Petit à petit, les armées se sont professionnalisées, le service national n'a plus recouvert une réalité patriotique forte et la tradition de ces fêtes de conscrits se sont évanouies dans un grand nombre de régions. Si les premiers temps du départ à l'armée marquaient la fin d'une période de la vie du jeune conscrit et le début d'une nouvelle ère où son appartenance à la Nation était reconnue à sa pleine mesure, force est de constater que l'affirmation des identités nationales a progressivement disparu, notamment depuis la fin de la Seconde Guerre mondiale.

Malgré l'existence encore récente du service militaire obligatoire, la fête traditionnelle des conscrits ne représente plus depuis de très nombreuses décennies les mêmes symboles et les mêmes images sociales.

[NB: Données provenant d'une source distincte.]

PR #3114, opened 2026-08-11
fix(require-default-prop): no false positive for `withDefaults` defaults passed by reference

### LINKED ISSUE #2993: vue/require-default-prop: false positive when pass withDefaults argument by reference
**Checklist**

- **ESLint version:**  9.39.1
- **eslint-plugin-vue version:** 10.5.1 
- **Vue version:** 3.5.25
- **Node version:** 24.11.1
- **Operating System:** Windows 10 pro 22H2

```json5
import { globalIgnores } from 'eslint/config'
import { defineConfigWithVueTs, vueTsConfigs } from '@vue/eslint-config-typescript'
import pluginVue from 'eslint-plugin-vue'

export default defineConfigWithVueTs(
  {
    name: 'app/files-to-lint',
    files: ['**/*.{ts,mts,tsx,vue}'],
  },

  globalIgnores(['**/dist/**', '**/dist-ssr/**', '**/coverage/**']),

  pluginVue.configs['flat/recommended'],
  vueTsConfigs.recommended,
)
```

**What did you do?**	

```vue
<script setup lang="ts">
defineOptions({ name: 'ExampleComponent' });

interface Props {
  optionalProp?: string;
}

const defaultsObj = {
  optionalProp: 'hello!',
}

withDefaults(defineProps<Props>(), defaultsObj);
</script>
```

No "vue/require-default-prop" error for "optionalProp"

**What actually happened?**

**\src\ExampleComponent.vue
  5:3  warning  Prop 'optionalProp' requires default value to be set  vue/require-default-prop

✖ 1 problem (0 errors, 1 warning)

https://github.com/tilonorrinco/bug-vue-require-default-prop

Thanks in advance!

ValentinYoushkevich:
Closes #2993

## Problem

`withDefaults()` accepts any expression as its defaults argument: the SFC compiler inlines an object literal and falls back to the `mergeDefaults()` runtime helper for everything else. `vue/require-default-prop` only understood the inline literal, because `getWithDefaultsProps()` bails out unless the second argument is an `ObjectExpression` and skips `SpreadElement` properties.

All of these were reported as `Prop 'foo' requires default value to be set.` even though a default is provided:

```vue
<script setup lang="ts">
import { defaults, makeDefaults } from './defaults'

withDefaults(defineProps<{ foo?: string }>(), defaults)
withDefaults(defineProps<{ foo?: string }>(), { ...defaults })
withDefaults(defineProps<{ foo?: string }>(), makeDefaults())
withDefaults(defineProps<{ foo?: string }>(), { foo: 'foo' } as const)
</script>
```

## Fix

The rule now resolves the defaults argument itself: identifiers and spread sources are resolved to the object they refer to, reusing the existing `getObjectOrArray()` helper (already used for `defineProps(obj)`), which is now exported from `lib/utils`; if any part of the defaults cannot be determined statically — an import, a call expression, a computed key — no type prop is reported for that `defineProps()`, since any of them may receive a default at runtime.

Props that genuinely have no default are still reported, including when the referenced object resolves and does not contain them:

```vue
<script setup lang="ts">
const defaults = { foo: 'foo' }
// 'bar' is still reported
withDefaults(defineProps<{ foo?: string; bar?: number }>(), defaults)
</script>
```

Only `require-default-prop` changes behaviour. The shared `getWithDefaultsProps()` util is untouched, so the other rules using it are unaffected.

### DIFF
--- a/lib/rules/require-default-prop.js
+++ b/lib/rules/require-default-prop.js
@@ -47,62 +47,6 @@ function isValueNodeOfBooleanType(value) {
   return false
 }
 
-/**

Nous l'avons vu à travers l'exemple de Villefranche-sur-Saône, ville où la tradition des conscrits a continué à perdurer au fil des ans, la fête des conscrits a évolué pour devenir un rassemblement de gens d'une même génération nés tous les dix ans. Le conscrit n'est plus aujourd'hui ce jeune homme de 20 ans qui part à l'armée et dont la destinée inconnue le fait profiter, avant son départ, des dernières joies de la vie civile. Le conscrit est devenu un personnage de sexe masculin ou féminin (sauf à Villefranche-sur-Saône où les traditions sont plus tenaces qu'ailleurs) qui maintient une forme de convivialité intergénérationnelle, qui instaure une ambiance festive et réjouissante dans sa localité et qui redéfinit une tradition folklorique dont les origines historiques ont souvent été oubliées ou perdues.

Les conscrits sont assimilés à une panoplie d'objets aujourd'hui devenus symboliques : la cocarde, le haut-de-forme, le clairon, le drapeau tricolore...qui lorsqu'ils sont examinés sous l'angle de la signification originelle militaire et de défense de la Nation prennent tout leur sens. Si la fin du service militaire par tirage au sort en 1905 et du service militaire obligatoire en 1996 aurait dû logiquement atténuer ou faire disparaître cette tradition de la fête des conscrits, force est de constater qu'elle s'est perpétuée dans quelques régions de France, notamment en Alsace, dans le Charolais, en Brionnais, dans le Mâconnais et principalement dans le Beaujolais et à Villefranche-sur-Saône. Cette fête est devenue une tradition folklorique permettant l'affirmation de son identité et l'existence d'une forme d'exception culturelle régionale forte. Elle demeure également, notamment dans les zones rurales, une façon privilégiée de développer ou de réinstaurer des festivités villageoises où la convivialité, la cohésion et la sociabilité sont à l'honneur. La fête des conscrits est un extraordinaire moyen d'intégration à la vie locale car elle rassemble toutes les générations, toutes les classes sociales, toutes les opinions...Si les origines de la fête des conscrits ont changé, il convient d'entretenir la tradition de cet événement qui fait partie de l'identité d'une région, et notamment de l'identité du Beaujolais.